[WORK ORDER] Go through the material and return every line that contains the string "changes".

——

Issue #192, opened 2017-12-05
STUB: Account access restriction


pipermerriam:
TODO: fill me in.

hwwhww:
Account access restriction #202

Issue #191, opened 2017-12-05
Account redesign


pipermerriam:
1. We need to support the account storage redesign.  This should be a configurable `StateDB` class that implements the following structure for accessing account information.
2. [A two-layer account trie inside a single-layer trie](https://ethresear.ch/t/a-two-layer-account-trie-inside-a-single-layer-trie/210)
3. [doc.md](https://github.com/ethereum/sharding/blob/develop/docs/doc.md#two-layer-trie-redesign)

```python
class State():
    def __init__(self, state_root, env, db):
        self.state_root, self.env. self.db = state_root, env, db
        cache = {}
        journal = []

    def get_balance(self, acct):
        key = sha3(acct) + b'\x00'
        if key not in self.cache:
            self.cache[key] = _trie_get(self.db, self.state_root)
        return self.cache[key]

    def get_nonce(self, acct): key = sha3(acct) + b'\x01' ...

    def get_code(self, acct): key = sha3(acct) + b'\x02' ...

    def get_storage(self, acct, k): key = sha3(acct) + b'\x03' + k ....
```

hwwhww:
@vbuterin Should we update the length of address in this ticket?
I remember is `20 bytes -> 24 bytes`?

hwwhww:
This ticket is assigned to @jannikluhn

jannikluhn:
Closed with #213

PR #202, opened 2017-12-06
Account access restriction

jannikluhn:
See #192 and https://ethresear.ch/t/account-read-write-lists/285


hwwhww:
This PR seems contains part of #191 or is based on assuming that #191 is ready?

jannikluhn:
@hwwhww The access prefix list is in a format which corresponds to how state will be stored according to #191. But it neither changes nor relies on how state is actually stored.

evm/db/state.py
```diff
@@ -44,13 +53,24 @@ class State:
...
+        read_list=None,
+        write_list=None
+    ):
         if read_only:
             self.db = ImmutableDB(db)
         else:
             self.db = db
         self._trie = HashTrie(Trie(self.db, root_hash))
 
+        self.check_access_restrictions = read_list is not None or write_list is not None
```
pipermerriam: *naming nitpick*

What do you think about changing this property to `is_access_restricted`

evm/logic/system.py
```diff
@@ -73,7 +81,10 @@ def selfdestruct_eip161(computation):
 
 
 def _selfdestruct(computation, beneficiary):
-    with computation.vm.state_db() as state_db:
+    with computation.vm.state_db(
+        read_list=computation.msg.read_list,
+        write_list=computation.msg.write_list
```
pipermerriam: This repetition makes me think that we should add a convenience method `Computation.get_state_db()` which auto-populates these values based on the current message.

tests/core/access-restrictions-utils/test_checks_and_conversion.py
```diff
@@ -0,0 +1,41 @@
...
+
+
+TEST_ADDRESS1 = b'\xaa' * 20
+TEST_ADDRESS2 = b'\xbb' * 20
+TEST_PREFIX_LIST = to_prefix_list_form([
+    [TEST_ADDRESS1, b'\x00'],
+    [TEST_ADDRESS1, b'\x01\x00'],
+    [TEST_ADDRESS2, b'\xff' * 32]
+])
+print(TEST_PREFIX_LIST)
```
pipermerriam: Can you remove this print statement

evm/vm/message.py
```diff
@@ -46,6 +52,8 @@ def __init__(self,
                  data,
                  code,
                  origin=None,
+                 read_list=None,
+                 write_list=None,
```
pipermerriam: Is it valid to have only one of these lists present (read list but no write list or write list but no read list).  

If not, what do you think about changing this to be a single argument `read_and_write_list` which takes the form of a 2-tuple `(read_list, write_list)`.  Then within the constructor we can unpack it if it's not `None`:  `read_list, write_list = read_and_write_list`.

evm/utils/state_access_restriction.py
```diff
@@ -0,0 +1,36 @@
...
+            return True
+    return False
+
+
+def to_prefix_list_form(access_list):
+    """Expand an access list to a flat list of storage key prefixes.
+
+    As input a list of the form `[[address, prefix1, prefix2, ...], ...]` is expected.
+    """
+    prefix_list = []
```
pipermerriam: Most of py-evm avoids this pattern of creating a list, filling it, then returning it using the `eth_utils.to_tuple` decorator.

```python
def build_powers_with_mutation():
    the_values = []
    for i in range(10):
        the_values.append(2**i)
    return the_values

@to_tuple
def build_powers_no_mutation():
    for i in range(10):
        yield 2**i
```

evm/utils/state_access_restriction.py
```diff
@@ -0,0 +1,36 @@
...
+    for obj in access_list:
+        address, storage_prefixes = obj[0], obj[1:]
+        prefix_list.append(keccak(address) + NONCE_TRIE_PREFIX)
+        prefix_list.append(keccak(address) + BALANCE_TRIE_PREFIX)
+        prefix_list.append(keccak(address) + CODE_TRIE_PREFIX)
+        for prefix in storage_prefixes:
+            prefix_list.append(keccak(address) + STORAGE_TRIE_PREFIX + prefix)
+    # TODO: remove duplicates/redundancies?
```
pipermerriam: You can do this with the `eth_utils.to_set` decorator which will cast the return value of this function to a set, removing duplicates.

evm/validation.py
```diff
@@ -227,3 +227,19 @@ def validate_header_params_for_configuration(header_params):
                 ", ".join(tuple(sorted(extra_fields))),
             )
         )
+
+
+def validate_access_list(access_list):
+    for obj in access_list:
+        if len(obj) == 0:
+            raise ValidationError("Access list entry must at least specify an account address.")
+        address, prefixes = obj[0], obj[1:]
```
pipermerriam: *fancy python3 stuff nitpick*

We can use the new python 3 star unpacking syntax to do this

```python
address, *prefixes = obj
```

evm/logic/system.py
jannikluhn: Good idea, wasn't happy with this either. My first instinct was to add the defaults to `VM.state_db()` but this obviously doesn't work because `VM` doesn't know about the current tx/msg.

Naming convention wise, should it be `get_state_db` or `state_db`? Looks like the difference right now is that `VM.state_db` is a context manager whereas `ChainDB.get_state_db` is not. So `Computation.state_db` seems to be more consistent.

evm/utils/state_access_restriction.py
jannikluhn: Yes, but not completely (there can be redundant prefixes, e.g. `'\x00'`` and `'\x00\x11'`, won't matter in practice though I guess).

jannikluhn:
Alongside the improvements suggested by @pipermerriam I've also made two other changes:
- Conversion from access lists as specified in the transaction to read/write lists (via `to_prefix_list_form`) is removed from the Message object. I think this should happen in the Transaction object right after it gets decoded.
- Access restrictions are checked in `State.delete_account`, `State.account_has_code_or_nonce`, and `State.account_is_empty`. I'm not sure what to do with `State.account_exists` and `State.touch_account` -- what state do these functions actually access? I wouldn't be surprised if we had to make some changes in the VM implementation in that regard anyway so this might be out of scope of this PR.

pipermerriam:
> I'm not sure what to do with `State.account_exists` and `State.touch_account`

These should *in theory* read/write all parts of the account necessary for it *exist* in the state trie.  That behavior needs to be defined in whatever EIP this is part of as that could mean any number of things.  To me, the intuitive thing to do is to have read/write *all* parts of the account.

pipermerriam:
FYI, standard procedure for merging pull requests in this repo has been that once it's marked as approval, anyone is welcome to merge.  *Normally* that has been left to the person who opened the pull request.

We also have been using the  "Needs Review" and "Ready for Merge" labels for additional signalling in this department.

jannikluhn:
Will have to make some changes -- according to the spec there is only one "access list", not separate "read" and "write" lists.

evm/exceptions.py
```diff
@@ -134,3 +134,11 @@ class OutOfBoundsRead(VMError):
     boundaries of the buffer (such as with RETURNDATACOPY)
     """
     pass
+
+
+class UnannouncedStateAccess(VMError):
```
pipermerriam: Question about this exception.  *Should* raising this error result in a transaction failing with an OOG error or should it bubble beyond VM execution and cause a hard failure?  I'm assuming the former, but if it is the latter, this should not be a subclass of `VMError` as anything that inherits from that exception class will be captured as part of message execution.

evm/utils/state_access_restriction.py
```diff
@@ -0,0 +1,39 @@
...
+    As input a list of the form `[[address, prefix1, prefix2, ...], ...]` is expected.
+    """
+    for obj in access_list:
+        address, *storage_prefixes = obj
+        yield keccak(address) + NONCE_TRIE_PREFIX
+        yield keccak(address) + BALANCE_TRIE_PREFIX
+        yield keccak(address) + CODE_TRIE_PREFIX
+        for prefix in storage_prefixes:
+            yield keccak(address) + STORAGE_TRIE_PREFIX + prefix
+    # TODO: remove redundant prefixes?
```
pipermerriam: If *"redundant"* means duplicated then this comment can be removed because the `to_set` will remove duplicates.

tests/core/vm/test_state_access_restrictions.py
```diff
@@ -0,0 +1,109 @@
...
+from evm.exceptions import UnannouncedStateAccess
+
+from evm.utils.numeric import (
+    big_endian_to_int,
+)
+from evm.utils.state_access_restriction import (
+    to_prefix_list_form,
+)
+
+from tests.core.fixtures import chain  # noqa: F401
```
pipermerriam: Note to self: TODO: clean this up to live in `tests.core.conftest` and remove the fixture imports from tests.

evm/exceptions.py
jannikluhn: You're right, the former. Scenario: An attacker creates a transaction which does some heavy computation and only in the end accesses some state outside of the access list. In that case he needs to pay for the gas, otherwise the collator would have worked for free.

evm/utils/state_access_restriction.py
jannikluhn: No, what I meant is this: Prefix 1 `'eth'`, prefix 2 `'ethereum'`. Everything that matches prefix 2 matches prefix 1 as well, so adding prefix 2 is useless and it could be removed from the list.

pipermerriam: Would you mind opening an issue for this and labeling it "Good First Issue".  Should be well specified functionality that a newcomer could easily come along and do for us.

——

[WRITTEN ANSWER]
@hwwhww The access prefix list is in a format which corresponds to how state will be stored according to #191. But it neither changes nor relies on how state is actually stored.
Alongside the improvements suggested by @pipermerriam I've also made two other changes:
- Access restrictions are checked in `State.delete_account`, `State.account_has_code_or_nonce`, and `State.account_is_empty`. I'm not sure what to do with `State.account_exists` and `State.touch_account` -- what state do these functions actually access? I wouldn't be surprised if we had to make some changes in the VM implementation in that regard anyway so this might be out of scope of this PR.
Will have to make some changes -- according to the spec there is only one "access list", not separate "read" and "write" lists.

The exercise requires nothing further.